PR #5078, opened 2019-08-21
Tune management build triggering

mitchdenny:
The ```Azure.azure-sdk-for-java-mgmt ``` build triggers on every change in the repo currently which is unnecessary. For the time being I'm proposing that we stop triggering on the ```sdk/``` folder until we restructure the management plane into the ```sdk/``` folder at which point we might need to have some finer grained rules.

### DIFF
--- a/eng/pipelines/mgmt.yml
+++ b/eng/pipelines/mgmt.yml
@@ -3,8 +3,6 @@ trigger:
     include:
     - master
   paths:
-    include:
-    - sdk/core/
     exclude:
     - sdk/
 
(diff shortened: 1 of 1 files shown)


eng/pipelines/mgmt.yml
```diff
@@ -1,6 +1,23 @@
 trigger:
-  - master
-  
+  branches:
+    include:
+    - master
+  paths:
+    include:
+    - sdk/core/
```
weshaggard: Why include sdk/core?

mitchdenny: Because there is core-management now if I recall correctly and I'm assuming they have a dependency on that?

mitchdenny: Actually looking through this now - it doesn't appear to have a dependency. So I'll remove this until they do.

▶ Exercise aim
The only reply wanted is the number of lines in the records above containing the word "dependency".

▶ Answer section
2